Выбрать главу

    — Спасибо, господин начальник тюрьмы!

    — Можно было сказать просто: спасибо, шеф. Сейчас имел место как раз один из таких моментов — помните, я говорил вам? — которые вы должны научиться чувствовать.

    — Я научусь, — порывисто ответил узник. — Я обязательно научусь!

    — Постарайтесь, — кивнул начальник тюрьмы. — Это немало поспособствует вашему продвижению по службе. Кстати, а где ваш фон Лидовиц? — вдруг как бы между делом спросил он.

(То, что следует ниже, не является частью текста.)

PR #3579, opened 2023-05-06
Consider `HsExpanded` expressions during SYB traversal

### LINKED ISSUE #3574: Multiple code action for (at least) explicit record fields
Any time that expansion is used, for example, because of a dot record, the renamed ast includes an `HsExpanded` expression that contains both the original and generated expressions. This is problematic because an ordinary syb traversal of the ast usually traverses both sets of expressions, causing duplicate returns. In explicit record fields, this causes duplicate codeActions, for example.
### Steps to reproduce
This small modification of one of explicit record fields tests was able to trigger the issue

```
{-# LANGUAGE Haskell2010 #-}
{-# Language OverloadedRecordDot #-}
module Construction where

data MyRec = MyRec
  { foo :: Int
  , bar :: Int
  , baz :: Char
  }

convertMe :: () -> Int
convertMe _ =
  let foo = 3
      bar = 5
      baz = 'a'
  in MyRec {..}.foo
```
### Expected behavior
In this case, instead of the expected one codeAction offering to rewrite the wildcard when clicking upon MyRec, there were two completely identical ones.

If using `everything`, this can be fixed with using `everythingBut`, manually starting traversal on one of the branches when `HsExpanded` is found, and at the same time returning `True`, which keeps the first everything from traversing any more on that branch.
For example, this is how I did it on  the overloaded-record-dot-plugin https://github.com/haskell/haskell-language-server/blob/37463321288aeb4d8676e2f218f20fcc75d65127/plugins/hls-overloaded-record-dot-plugin/src/Ide/Plugin/OverloadedRecordDot.hs#L197-L208

I, unfortunately, opened a pull request on the main branch of my fork of hls, so until that closes, I won't be able to submit a fix for explicit record fields. This bug may also affect other plugins, but probably only if they used the Renamed or TypeChecked ast.

ozkutuk:
Fixes #3574. Implements the proposed solution and adds the given reproduction steps as a test case.

### DIFF
--- a/plugins/hls-explicit-record-fields-plugin/src/Ide/Plugin/ExplicitFields.hs
+++ b/plugins/hls-explicit-record-fields-plugin/src/Ide/Plugin/ExplicitFields.hs
@@ -6,6 +6,7 @@
 {-# LANGUAGE LambdaCase            #-}
 {-# LANGUAGE OverloadedStrings     #-}
 {-# LANGUAGE PatternSynonyms       #-}
+{-# LANGUAGE TupleSections         #-}
 {-# LANGUAGE TypeFamilies          #-}
 {-# LANGUAGE TypeOperators         #-}
 {-# LANGUAGE ViewPatterns          #-}
@@ -18,12 +19,13 @@ module Ide.Plugin.ExplicitFields
 import           Control.Lens                    ((^.))
 import           Control.Monad.IO.Class          (MonadIO, liftIO)
 import           Control.Monad.Trans.Except      (ExceptT)
+import           Data.Bifunctor                  (first)
 import           Data.Functor                    ((<&>))
-import           Data.Generics                   (GenericQ, everything, extQ,
-                                                  mkQ)
+import           Data.Generics                   (GenericQ, everything,
+                                                  everythingBut, extQ, mkQ)
 import qualified Data.HashMap.Strict             as HashMap
-import           Data.Maybe                      (isJust, listToMaybe,
-                                                  maybeToList, fromMaybe)
+import           Data.Maybe                      (fromMaybe, isJust,
+                                                  listToMaybe, maybeToList)
 import           Data.Text                       (Text)
 import           Development.IDE                 (IdeState, NormalizedFilePath,
                                                   Pretty (..), Recorder (..),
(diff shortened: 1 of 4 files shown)


plugins/hls-explicit-record-fields-plugin/src/Ide/Plugin/ExplicitFields.hs
```diff
@@ -347,14 +354,19 @@ collectRecords = everything (<>) (maybeToList . (Nothing `mkQ` getRecPatterns `e
 collectNames :: GenericQ (UniqFM Name [Name])
 collectNames = everything (plusUFM_C (<>)) (emptyUFM `mkQ` (\x -> unitUFM x [x]))
 
-getRecCons :: LHsExpr (GhcPass 'Renamed) -> Maybe RecordInfo
+getRecCons :: LHsExpr (GhcPass 'Renamed) -> (Maybe RecordInfo, Bool)
```
joyfulmantis, line 357: The problem with returning a Maybe instead of a List here is that you can only return one match from within the HsExpanded expression, even though there could be multiple matches. This example showcases this. 

```
{-# LANGUAGE Haskell2010 #-}
{-# LANGUAGE OverloadedRecordDot #-}
module Construction where

data MyRec = MyRec
  { foo :: Int
  , bar :: Int
  , baz :: Char
  }

data YourRec = YourRec
  { foo2 :: MyRec
  , bar2 :: Int
  , baz2 :: Char
  }

myRecExample = MyRec {..}
  where
    foo = 5
    bar = 6
    baz = 'a'

yourRecExample = YourRec {..}
    where
        foo2 = myRecExample
        bar2 = 5
        baz2 = 'a'

convertMe :: () -> Int
convertMe _ =
  (let MyRec{..} = myRecExample
       YourRec{..} = yourRecExample
    in foo2).foo
```
In this case, your code, would only offer to rewrite the first matched wildcard instead of both. 
This example is very constructed,  however, HsExpansion could possibly be used for more cases in the future, which would cause these sorts of edge cases to also appear more often.

plugins/hls-explicit-record-fields-plugin/src/Ide/Plugin/ExplicitFields.hs
```diff
@@ -347,14 +354,19 @@ collectRecords = everything (<>) (maybeToList . (Nothing `mkQ` getRecPatterns `e
...
+  | isJust (rec_dotdot flds) = (mkRecInfo e, False)
   where
     mkRecInfo :: LHsExpr (GhcPass 'Renamed) -> Maybe RecordInfo
     mkRecInfo expr = listToMaybe
       [ RecordInfoCon realSpan' (unLoc expr) | RealSrcSpan realSpan' _ <- [ getLoc expr ]]
-getRecCons _ = Nothing
+getRecCons _ = (Nothing, False)
 
 getRecPatterns :: LPat (GhcPass 'Renamed) -> Maybe RecordInfo
 getRecPatterns conPat@(conPatDetails . unLoc -> Just (RecCon flds))
```
joyfulmantis, line 372: ConPat can also occur inside an HsExpanded expression. For example, the constructed example above uses ConPat (because the wildcards occur in the let binding)

joyfulmantis (changes requested):
Thanks for getting the patch out so quickly!

plugins/hls-explicit-record-fields-plugin/src/Ide/Plugin/ExplicitFields.hs
joyfulmantis: Actually thinking about it though, you shouldn't need to change this, because `getRecCon` should already, by calling `collectRecords`, return both `RecordCon` and `ConPat` matches. May want to point that out in the comments though.

joyfulmantis:
Closed. Completed in #3750 .

PR #3512, opened 2023-03-03
CI: GHC 9.2.7 Support

andys8:
Draft for now to check with CI what needs to be changed.

Solves #3511

PR #3580, opened 2023-05-07
CI: Simplify to read CI output and don't fail fast

fendor:
Dont rerun CI with various `lsp-test` flags to increase the output verbosity.
In my opinion, it makes it unnecessarily hard to find the failing test-case in CI, and I don't think anyone is reading these logs to actually *debug* test-cases.

Also, we don't want to fail fast.
We used to fail fast, to avoid caches of failing PRs to overpopulate the CI
caches, evicting known good build caches.
However, PRs do not cache anything any more, and can only use the caches from the current master.
See 'caching.yml' for our caching set up.

### DIFF
--- a/.github/actions/setup-build/action.yml
+++ b/.github/actions/setup-build/action.yml
@@ -50,12 +50,6 @@ runs:
         echo "CABAL_PKGS_DIR=~/.cabal/packages" >> $GITHUB_ENV
       shell: bash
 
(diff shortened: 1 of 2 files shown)


fendor:
@andys8 With this PR, it should be trivial to get #3512 in.

michaelpj (approved):

michaelpj:
I agree with the reasoning :+1:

    — Мой фон Лидовиц? — не понял надзиратель.

    — «Размышления о пустоте» я имею в виду, — улыбнулся начальник тюрьмы. — Книжка такая у вас была, помните?

    — Ах, это… — надзиратель подошёл к лежаку, поднял томик, который использовал вместо подушки, протянул начальнику тюрьмы.

    Тот взял книгу, с задумчивой улыбкой полистал, долго и сосредоточенно разглядывал страницы пустоты, словно читал или прислушивался к немым и незримым строкам. Потом вдруг одним быстрым движением переломил книгу пополам, дёрнул, с треском разрывая корешок. Надзиратель охнул, выпучил глаза на происходящее и почему-то задрожал — то ли в жутком страхе от свершившегося у него на глазах святотатства, то ли в предчувствии того, что следующей в очереди на разрыв будет его душа.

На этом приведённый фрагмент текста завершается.